**Task statement**
Quote the lines below exactly, from the one that holds "The chunk servers" through the final line of the records, and only those.
----
PR #77, opened 2020-12-09
Sadcd joins network on startup

### LINKED ISSUE #68: Implement join request
The chunk servers should be able to send a request to the master to join the network and the master should be able to accept these messages and respond appropriately.

This includes chunk server generating a uuid for itself (and saving it for restart) and master adding it to chunk_server_metadata_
----
**Exercise response**
The chunk servers should be able to send a request to the master to join the network and the master should be able to accept these messages and respond appropriately.

This includes chunk server generating a uuid for itself (and saving it for restart) and master adding it to chunk_server_metadata_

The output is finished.